[erlang-questions] A proposal for Unicode variable and atom names in Erlang.

Tue Oct 30 05:18:19 CET 2012

On 22/10/2012, at 8:33 PM, Michael Uvarov wrote:

> What is the problem about unicode variables is that some characters
> are not equal: Х != X, but they look the same.

This would be a persuasive argument IF
(a) we did not already allow both XO and X0, Xl and X1, and so on;
(b) mixed scripts in a single token were plausible.
Neither is the case.

> Other problem about unicode is that a lot of algorithms are
> locale-based and difficult (a lot of rules and exceptions).
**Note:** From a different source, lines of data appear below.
PR #452, opened 2025-07-25
chore: Update dependencies

dknopik:
Update all dependencies.

Notably,

- The lighthouse dependencies to the current state of the `anchor` branch. This is includes an update to recent unstable as well as
  - https://github.com/sigp/lighthouse/pull/7783 to enable QBFT value checks for attestations
  - https://github.com/sigp/lighthouse/pull/7761 to decouple us from `lighthouse_network`
  - updating https://github.com/sigp/lighthouse/pull/7016, which was already in `anchor` previously
- Alloy. This caused some changes around the creation of `Provider`s, renaming `on_*` to `connect_*`.
- Libp2p, gossipsub and the peer store. There were some API changes with the latter.

I tried to split this up, but all above are linked: LH and alloy need to be updated together as the native library `c-kzg` is used by both. LH and libp2p unfortunately need to be updated together due to our use of dependency version patching for the unreleased peer store.


diegomrsantos:
Are the code changes necessary after the update?

anchor/network/src/discovery.rs
```diff
@@ -585,31 +582,31 @@ pub fn build_enr(
...
+    match File::create(dir.join(Path::new("enr.dat")))
         .and_then(|mut f| f.write_all(enr.to_base64().as_bytes()))
     {
         Ok(_) => {
             debug!("ENR written to disk");
         }
         Err(e) => {
             warn!(
-                file = format!("{:?}{:?}",dir, ENR_FILENAME),
+                file = format!("{:?}{:?}",dir, "enr.dat"),
```
dknopik: Hardcoded temporarily until the `datadir` is merged

jking-aus (dismissed):
lgtm

dknopik:
Sorry, realized last second that this introduced a bug due to slightly changed semantics of the sync selection proof config. Fixed in https://github.com/sigp/anchor/pull/452/commits/fe8f956da8adf34e20276de02966b948b1f3e93e

jking-aus (approved):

None of those algorithms applies to the current topic,
except for normalisation, which is not locale-based.
> 
> Even non-locale based (unified and simple version of to_lower) contains this:
> - Contains additional case mappings that map to more than one
> character, such as "ß" to "SS".

That already applies to Latin-1, which Erlang supports RIGHT NOW.
(Nit-pick: that's an example of to_upper.)

> - Characters may have case mappings that depend on the locale.
>  For example, in Turkish the letter U+0049 "I" capital letter i
> lowercases to U+0131 "ı" small dotless i.

Indeed.  But since neither variable names nor unquoted atoms are
subjected to any kind of case mapping by the Erlang parser, how
is that relevant _here_?

You're mainly talking about problems with Unicode *data*, and
we don't have any option about dealing with those.